Wednesday, February 3, 2010

Suze Orman Advice On 401k Rollover Why Does Suze Orman Say To Put Your 401k Rollover From Previous Employer In Traditional IRA?

Why does Suze Orman say to put your 401k rollover from previous employer in traditional IRA? - suze orman advice on 401k rollover

Suze Orman advises that people of your previous 401k rollover traditional IRA to be used. He said that in 2010, to move money from traditional IRA to a Roth IRA.

Several questions:
1. What is a "traditional" IRA?
2. What is the logic and benefits of moving to a Roth IRA in 2010?
3. Will not be taxed if a Roth IRA is moving? If not, why not?


coach said...

1. A traditional IRA is a tax favored account. You can reduce an amount of up to $ 5,000 per year and its taxable income. In other words, you pay no taxes on the contribution, but it grows tax free until you withdraw (which is taxed as ordinary income)

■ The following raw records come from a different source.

PR #811, opened 2024-03-12
download: mention invite links

missytake:
This is much easier for most users than scanning QR codes.

Maybe we could also leave out scanning QR codes here, and change the image so users can see how they can create an invite link.

### DIFF
--- a/_data/lang/en.yaml
+++ b/_data/lang/en.yaml
@@ -26,7 +26,7 @@ en:
     get_account: Get an Account
     get_account_explanation: You can use (almost) any email account with Delta Chat. If you need a new one, tap or scan this QR code to get a random <a href="https://nine.testrun.org" target="_blank">@nine.testrun.org</a> email address
     add_friends: Enter a Username and Meet Your Friends
-    add_friends_explanation: Now you can enter a username, select a profile picture, and chat with your friends. The best way is to meet them and verify them by <a href="help#howtoe2ee">scanning QR codes</a>.
+    add_friends_explanation: Now you can enter a username, select a profile picture, and chat with your friends. The best way is to <a href="../en/2024-03-12-jumbo44#sharing-invite-links-for-chats-and-chat-groups">send them an invite link</a> or meet them and verify them by <a href="help#howtoe2ee">scanning QR codes</a>.
     other: Download options for other platforms
     source_code: Source Code
     install_via_packagemanager: Install via Package Manager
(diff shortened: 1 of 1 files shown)


hpk42 (approved):

_data/lang/en.yaml
```diff
@@ -26,7 +26,7 @@ en:
     get_account: Get an Account
     get_account_explanation: You can use (almost) any email account with Delta Chat. If you need a new one, tap or scan this QR code to get a random <a href="https://nine.testrun.org" target="_blank">@nine.testrun.org</a> email address
     add_friends: Enter a Username and Meet Your Friends
-    add_friends_explanation: Now you can enter a username, select a profile picture, and chat with your friends. The best way is to meet them and verify them by <a href="help#howtoe2ee">scanning QR codes</a>.
+    add_friends_explanation: Now you can enter a username, select a profile picture, and chat with your friends. The best way is to <a href="../en/2024-03-12-jumbo44#sharing-invite-links-for-chats-and-chat-groups">send them an invite link</a> or meet them and verify them by <a href="help#howtoe2ee">scanning QR codes</a>.
```
r10s: lots of "them" and a relatively long sentence. i suggest the following, that is shorter and  also avoids the "best" wording, see below

```suggestion
    add_friends_explanation: Now you can enter a username, select a profile picture, and chat with your friends. Meet and verify them by <a href="help#howtoe2ee">scanning QR codes</a> or <a href="../en/2024-03-12-jumbo44#sharing-invite-links-for-chats-and-chat-groups">send them an invite link</a>.
```

r10s:
> This is much easier for most users than scanning QR codes.

thinking it over, not sure, if that is true in general.

i think, it depends strongly on the situation, what is more _useful_.

but _easier_ is scanning each other's QR code - and on initial onboarding, there is also some chance ppl are really sitting beside each other. QR codes also have a good existing understanding meanwhile, and you can do everything in-app.

invite-links involve 3rd party software, so it adds more fraction, is less straight-forward, involves context switches and may end up in a mess. it is not so easy as "do that, and you're done", it is more advanced.

this is much better, if one just _receives_ an invite link through some channel ppl are using anyways, for sure.

that said, i totally agree with mentioning invite links, but we should not go all-in. both are reasonable options, there is no "best", at least not currently

missytake:
> but _easier_ is scanning each other's QR code

The "easier" wording was not optimal. QR scanning is often easier, especially if you know the steps and know what you are doing. But the most **familiar** way is clicking on an invite link, that is the behavior people know from other apps.

> and on initial onboarding, there is also some chance ppl are really sitting beside each other. QR codes also have a good existing understanding meanwhile, and you can do everything in-app.

We can guide users to use QR codes in more situations, we've been trying to nudge users towards that for a couple releases now. Whether this has success needs to be shown in user testing imho, I don't see this working well yet in my daily life.

For power users, QR code scanning is often useful, especially if you are setting up multiple devices at the same time. But during onboarding, users are in any case much less familiar with QR code scanning than with invite links.

> that said, i totally agree with mentioning invite links, but we should not go all-in. both are reasonable options, there is no "best", at least not currently

With that I agree.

2. Some believe that increasing our tax rates, as they are currently at historically low levels. So you pay less taxes later, sometimes there is no tax (Roth). So Bush's tax cuts expire in 2010, so that our taxes will increase in 2011, when Congress is not extended. In addition, in 2010, even people with high incomes tend to be no red in the position to convert.

3. Who will be taxed if they move. But you'll never pay taxes on the money again!

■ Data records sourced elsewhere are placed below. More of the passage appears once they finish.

PR #812, opened 2024-03-12
fix typos and CHANGLOG links

r10s:


r10s:
preview works, will merge that in

PR #817, opened 2024-03-22
add AppGallery download option

### LINKED ISSUE #816: add appgallery to get.delta.chat
add a logo and link to https://appgallery.huawei.com/app/C108252361 , similar to all the other stores

r10s:
this PR adds the option to download Delta Chat via Huawei's AppGallery.

button is not localised currently, but that is true also for many other's, not sure if that is really needed, maybe chinese etc. - but for now, it seems good enough and a huge improvement to be in the store at all

closes #816


link2xt:
I think it should be somewhere around Amazon store, on the second row, not on the second place even before F-Droid.

link2xt (approved):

Note: You should not do this if you are near retirement and a large proportion of employers in their 401k.

digdownd... said...

because the financial future of everyone in the community do believe that everyone has to pay higher taxes if we are leaving us now. Then she said that in 2010, when they can make large sums of money into a Roth rather than limited quantities, and can in principle not bother you, all passive.

However, unless they personally guarantee their statements (which it does not) with an annual income tax the difference should be less than I actually dropped my paris and you give something before taxes, some income and certain tax-exempt municipal bonds. Diversity is not limited to where to invest, but the tax status of the fund.

And do not forget that there is a tax-free movement. If you 150k retirement in 2010, then 28% tax on that amount must or 42k. You can save money .... just because .. the sanction is a free transfer, but not a rollover.

jeff410 said...

If you prefer more than one IRA account and help you lose the opportunity employer in another 401k or other retirement plan.